## Stored items
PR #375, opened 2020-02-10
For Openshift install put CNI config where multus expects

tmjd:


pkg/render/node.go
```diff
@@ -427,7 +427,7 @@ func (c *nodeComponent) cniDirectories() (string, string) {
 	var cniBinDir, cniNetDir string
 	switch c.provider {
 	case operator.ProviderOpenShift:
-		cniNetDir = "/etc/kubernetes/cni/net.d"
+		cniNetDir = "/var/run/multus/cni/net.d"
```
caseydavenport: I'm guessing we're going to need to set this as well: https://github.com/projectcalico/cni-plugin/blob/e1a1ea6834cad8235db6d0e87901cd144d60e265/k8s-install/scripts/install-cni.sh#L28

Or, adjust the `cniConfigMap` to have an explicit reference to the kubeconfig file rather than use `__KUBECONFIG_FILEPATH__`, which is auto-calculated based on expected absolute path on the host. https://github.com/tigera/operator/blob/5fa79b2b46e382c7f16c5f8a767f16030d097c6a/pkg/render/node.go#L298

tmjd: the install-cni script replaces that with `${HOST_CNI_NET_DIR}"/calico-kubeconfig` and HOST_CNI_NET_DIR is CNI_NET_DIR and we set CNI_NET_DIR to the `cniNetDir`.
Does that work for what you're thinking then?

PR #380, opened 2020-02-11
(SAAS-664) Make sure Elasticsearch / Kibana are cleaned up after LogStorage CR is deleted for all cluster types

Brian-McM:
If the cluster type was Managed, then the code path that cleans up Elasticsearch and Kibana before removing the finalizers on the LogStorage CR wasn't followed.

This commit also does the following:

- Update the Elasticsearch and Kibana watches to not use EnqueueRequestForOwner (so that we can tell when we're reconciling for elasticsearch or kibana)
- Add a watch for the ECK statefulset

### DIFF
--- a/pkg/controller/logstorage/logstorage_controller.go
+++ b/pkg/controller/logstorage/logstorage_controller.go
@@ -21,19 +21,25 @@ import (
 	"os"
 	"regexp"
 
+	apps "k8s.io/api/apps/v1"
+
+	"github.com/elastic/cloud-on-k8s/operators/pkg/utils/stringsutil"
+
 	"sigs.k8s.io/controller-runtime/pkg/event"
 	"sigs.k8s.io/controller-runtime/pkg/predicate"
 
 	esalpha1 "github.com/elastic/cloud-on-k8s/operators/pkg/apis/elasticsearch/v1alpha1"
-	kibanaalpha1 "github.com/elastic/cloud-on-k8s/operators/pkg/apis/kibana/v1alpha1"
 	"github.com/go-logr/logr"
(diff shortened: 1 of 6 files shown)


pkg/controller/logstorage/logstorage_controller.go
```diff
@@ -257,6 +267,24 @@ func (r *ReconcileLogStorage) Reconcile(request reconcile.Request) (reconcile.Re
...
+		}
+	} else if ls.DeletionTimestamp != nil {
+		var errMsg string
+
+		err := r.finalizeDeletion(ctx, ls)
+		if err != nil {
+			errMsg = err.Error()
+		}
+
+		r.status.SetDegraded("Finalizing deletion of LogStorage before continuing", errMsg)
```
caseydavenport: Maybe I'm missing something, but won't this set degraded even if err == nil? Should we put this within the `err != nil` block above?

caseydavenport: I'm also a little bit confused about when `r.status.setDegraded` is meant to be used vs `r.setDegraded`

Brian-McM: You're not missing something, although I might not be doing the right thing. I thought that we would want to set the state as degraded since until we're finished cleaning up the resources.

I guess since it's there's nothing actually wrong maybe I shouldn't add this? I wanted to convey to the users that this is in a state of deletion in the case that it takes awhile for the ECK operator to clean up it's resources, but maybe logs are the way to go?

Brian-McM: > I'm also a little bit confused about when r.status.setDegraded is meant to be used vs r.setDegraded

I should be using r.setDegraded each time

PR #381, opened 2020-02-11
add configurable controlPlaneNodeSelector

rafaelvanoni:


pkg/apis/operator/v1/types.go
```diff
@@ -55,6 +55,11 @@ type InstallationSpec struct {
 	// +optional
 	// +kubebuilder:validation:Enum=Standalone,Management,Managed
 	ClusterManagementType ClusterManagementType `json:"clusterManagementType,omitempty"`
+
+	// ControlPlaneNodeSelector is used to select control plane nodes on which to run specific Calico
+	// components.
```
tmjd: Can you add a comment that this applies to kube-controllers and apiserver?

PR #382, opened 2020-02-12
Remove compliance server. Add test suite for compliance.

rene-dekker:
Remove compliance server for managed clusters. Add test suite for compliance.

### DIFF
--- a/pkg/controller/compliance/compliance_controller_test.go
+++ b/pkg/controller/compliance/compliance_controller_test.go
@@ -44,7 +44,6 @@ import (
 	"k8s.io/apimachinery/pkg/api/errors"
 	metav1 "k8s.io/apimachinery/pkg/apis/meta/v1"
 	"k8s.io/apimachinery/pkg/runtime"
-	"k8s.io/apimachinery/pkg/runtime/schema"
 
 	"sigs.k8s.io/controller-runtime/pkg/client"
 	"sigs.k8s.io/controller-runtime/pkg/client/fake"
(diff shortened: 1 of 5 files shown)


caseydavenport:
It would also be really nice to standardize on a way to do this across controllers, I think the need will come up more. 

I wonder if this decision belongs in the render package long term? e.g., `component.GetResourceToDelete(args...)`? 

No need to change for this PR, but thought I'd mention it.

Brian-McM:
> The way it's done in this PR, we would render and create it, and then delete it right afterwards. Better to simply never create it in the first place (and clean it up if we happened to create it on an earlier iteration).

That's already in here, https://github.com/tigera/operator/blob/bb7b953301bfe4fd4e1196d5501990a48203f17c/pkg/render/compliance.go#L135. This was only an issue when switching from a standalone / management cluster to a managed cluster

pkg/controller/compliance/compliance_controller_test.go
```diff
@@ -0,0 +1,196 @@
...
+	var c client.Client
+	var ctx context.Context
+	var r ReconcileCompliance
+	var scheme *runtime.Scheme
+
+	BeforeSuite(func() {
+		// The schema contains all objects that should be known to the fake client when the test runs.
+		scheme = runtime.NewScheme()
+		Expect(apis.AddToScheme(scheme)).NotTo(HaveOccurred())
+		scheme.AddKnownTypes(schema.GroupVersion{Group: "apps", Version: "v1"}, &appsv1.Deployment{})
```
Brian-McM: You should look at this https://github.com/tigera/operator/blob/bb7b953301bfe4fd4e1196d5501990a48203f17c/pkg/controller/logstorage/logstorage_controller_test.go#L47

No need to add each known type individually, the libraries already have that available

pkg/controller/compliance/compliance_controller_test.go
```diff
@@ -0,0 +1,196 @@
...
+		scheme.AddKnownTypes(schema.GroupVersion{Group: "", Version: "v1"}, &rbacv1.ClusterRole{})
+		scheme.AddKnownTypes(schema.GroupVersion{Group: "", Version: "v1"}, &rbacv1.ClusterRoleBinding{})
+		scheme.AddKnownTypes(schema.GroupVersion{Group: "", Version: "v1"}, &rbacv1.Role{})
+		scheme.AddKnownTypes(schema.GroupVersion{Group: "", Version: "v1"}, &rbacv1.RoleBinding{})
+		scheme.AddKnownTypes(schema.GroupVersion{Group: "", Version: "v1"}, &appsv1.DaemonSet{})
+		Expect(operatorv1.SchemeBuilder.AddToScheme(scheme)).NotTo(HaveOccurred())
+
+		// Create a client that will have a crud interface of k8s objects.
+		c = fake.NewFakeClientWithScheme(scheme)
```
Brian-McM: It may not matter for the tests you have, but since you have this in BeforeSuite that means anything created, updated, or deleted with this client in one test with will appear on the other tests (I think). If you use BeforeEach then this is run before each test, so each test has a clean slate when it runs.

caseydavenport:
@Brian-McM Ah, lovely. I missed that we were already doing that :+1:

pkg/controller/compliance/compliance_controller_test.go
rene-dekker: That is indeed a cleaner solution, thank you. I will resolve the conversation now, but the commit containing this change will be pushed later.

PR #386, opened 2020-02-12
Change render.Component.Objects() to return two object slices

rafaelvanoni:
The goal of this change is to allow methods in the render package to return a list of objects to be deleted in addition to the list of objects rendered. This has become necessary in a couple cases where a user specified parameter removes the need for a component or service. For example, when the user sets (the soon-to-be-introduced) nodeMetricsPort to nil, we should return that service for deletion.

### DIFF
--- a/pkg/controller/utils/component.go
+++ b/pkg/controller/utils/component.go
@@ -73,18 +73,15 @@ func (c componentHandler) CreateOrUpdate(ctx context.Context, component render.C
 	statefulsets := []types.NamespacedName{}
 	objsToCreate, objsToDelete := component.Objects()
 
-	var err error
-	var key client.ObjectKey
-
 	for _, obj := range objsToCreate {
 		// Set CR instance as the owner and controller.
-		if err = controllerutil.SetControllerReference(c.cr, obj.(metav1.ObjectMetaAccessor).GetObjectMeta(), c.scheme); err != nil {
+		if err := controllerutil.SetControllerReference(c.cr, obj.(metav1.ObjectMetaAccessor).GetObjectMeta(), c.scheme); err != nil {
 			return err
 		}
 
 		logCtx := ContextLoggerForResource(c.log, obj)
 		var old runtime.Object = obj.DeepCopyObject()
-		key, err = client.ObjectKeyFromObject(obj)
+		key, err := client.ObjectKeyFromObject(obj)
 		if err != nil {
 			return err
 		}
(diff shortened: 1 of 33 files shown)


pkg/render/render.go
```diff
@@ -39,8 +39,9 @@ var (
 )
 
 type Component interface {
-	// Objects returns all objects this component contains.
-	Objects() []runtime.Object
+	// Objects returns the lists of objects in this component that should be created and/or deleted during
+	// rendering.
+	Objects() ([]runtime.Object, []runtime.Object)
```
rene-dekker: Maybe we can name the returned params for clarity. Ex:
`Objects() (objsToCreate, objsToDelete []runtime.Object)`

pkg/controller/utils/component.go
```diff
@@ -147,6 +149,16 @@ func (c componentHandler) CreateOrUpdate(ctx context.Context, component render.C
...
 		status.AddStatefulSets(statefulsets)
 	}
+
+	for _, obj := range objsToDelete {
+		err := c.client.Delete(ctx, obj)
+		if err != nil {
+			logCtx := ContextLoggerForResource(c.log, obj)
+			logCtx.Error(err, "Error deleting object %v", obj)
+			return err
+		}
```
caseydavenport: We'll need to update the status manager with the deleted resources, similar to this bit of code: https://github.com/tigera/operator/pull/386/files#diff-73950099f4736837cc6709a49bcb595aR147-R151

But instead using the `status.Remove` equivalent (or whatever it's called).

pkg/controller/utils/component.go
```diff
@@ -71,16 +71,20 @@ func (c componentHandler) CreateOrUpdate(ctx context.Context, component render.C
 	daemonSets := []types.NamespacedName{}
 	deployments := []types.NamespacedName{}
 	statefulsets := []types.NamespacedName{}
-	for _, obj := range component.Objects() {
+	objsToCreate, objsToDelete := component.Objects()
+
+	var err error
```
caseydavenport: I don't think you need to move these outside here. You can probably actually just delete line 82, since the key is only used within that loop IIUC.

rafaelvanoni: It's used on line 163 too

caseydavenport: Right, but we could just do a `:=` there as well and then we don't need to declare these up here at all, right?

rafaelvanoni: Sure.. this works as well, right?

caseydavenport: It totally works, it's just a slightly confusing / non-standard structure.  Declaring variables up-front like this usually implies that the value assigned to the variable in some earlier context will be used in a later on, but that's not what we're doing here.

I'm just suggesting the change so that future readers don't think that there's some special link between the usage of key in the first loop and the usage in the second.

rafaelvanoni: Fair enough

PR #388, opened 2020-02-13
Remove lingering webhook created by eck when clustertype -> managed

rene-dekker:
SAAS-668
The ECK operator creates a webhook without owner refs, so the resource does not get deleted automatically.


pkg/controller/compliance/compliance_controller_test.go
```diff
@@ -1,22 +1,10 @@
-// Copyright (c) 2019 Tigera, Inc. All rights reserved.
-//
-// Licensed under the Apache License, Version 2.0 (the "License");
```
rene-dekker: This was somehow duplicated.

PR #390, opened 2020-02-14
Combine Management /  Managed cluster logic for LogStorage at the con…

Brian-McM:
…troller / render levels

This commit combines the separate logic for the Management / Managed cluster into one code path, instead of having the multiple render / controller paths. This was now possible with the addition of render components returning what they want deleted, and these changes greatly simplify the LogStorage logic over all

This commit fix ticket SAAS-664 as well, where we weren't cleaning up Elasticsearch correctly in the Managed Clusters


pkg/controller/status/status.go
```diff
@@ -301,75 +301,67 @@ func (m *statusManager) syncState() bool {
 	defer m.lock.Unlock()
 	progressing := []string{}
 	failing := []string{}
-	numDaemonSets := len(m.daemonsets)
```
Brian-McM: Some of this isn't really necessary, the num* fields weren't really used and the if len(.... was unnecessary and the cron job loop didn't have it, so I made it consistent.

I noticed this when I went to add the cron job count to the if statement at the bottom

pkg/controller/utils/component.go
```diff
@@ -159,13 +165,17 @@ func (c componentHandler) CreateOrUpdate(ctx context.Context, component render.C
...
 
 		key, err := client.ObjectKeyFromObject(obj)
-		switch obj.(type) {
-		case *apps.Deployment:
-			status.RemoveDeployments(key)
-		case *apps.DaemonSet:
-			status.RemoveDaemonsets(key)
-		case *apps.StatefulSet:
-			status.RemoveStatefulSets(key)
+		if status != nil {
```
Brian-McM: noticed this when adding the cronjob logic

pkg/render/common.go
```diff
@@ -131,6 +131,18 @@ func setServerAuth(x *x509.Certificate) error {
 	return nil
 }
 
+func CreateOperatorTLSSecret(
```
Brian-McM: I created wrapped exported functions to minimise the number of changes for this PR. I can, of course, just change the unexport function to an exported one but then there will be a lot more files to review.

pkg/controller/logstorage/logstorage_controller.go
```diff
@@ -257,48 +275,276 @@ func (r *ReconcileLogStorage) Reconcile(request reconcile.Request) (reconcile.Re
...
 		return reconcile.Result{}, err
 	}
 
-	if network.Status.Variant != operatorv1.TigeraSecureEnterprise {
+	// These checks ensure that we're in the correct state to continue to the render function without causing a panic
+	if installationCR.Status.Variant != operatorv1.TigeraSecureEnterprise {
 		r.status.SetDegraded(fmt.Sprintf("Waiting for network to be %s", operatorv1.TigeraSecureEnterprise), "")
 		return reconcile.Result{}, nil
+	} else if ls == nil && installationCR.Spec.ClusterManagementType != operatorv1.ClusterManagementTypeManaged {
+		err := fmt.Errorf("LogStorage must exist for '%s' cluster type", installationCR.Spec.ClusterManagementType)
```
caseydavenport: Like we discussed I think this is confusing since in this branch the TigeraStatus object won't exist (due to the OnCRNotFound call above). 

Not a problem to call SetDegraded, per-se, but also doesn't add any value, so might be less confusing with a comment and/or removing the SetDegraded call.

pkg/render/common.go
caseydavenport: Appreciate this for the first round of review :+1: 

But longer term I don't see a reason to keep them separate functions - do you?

## Instructions for the task
Among the lines of the data, find every one that holds "Result" and copy it.

## Worked solution
 		return reconcile.Result{}, err
 		return reconcile.Result{}, nil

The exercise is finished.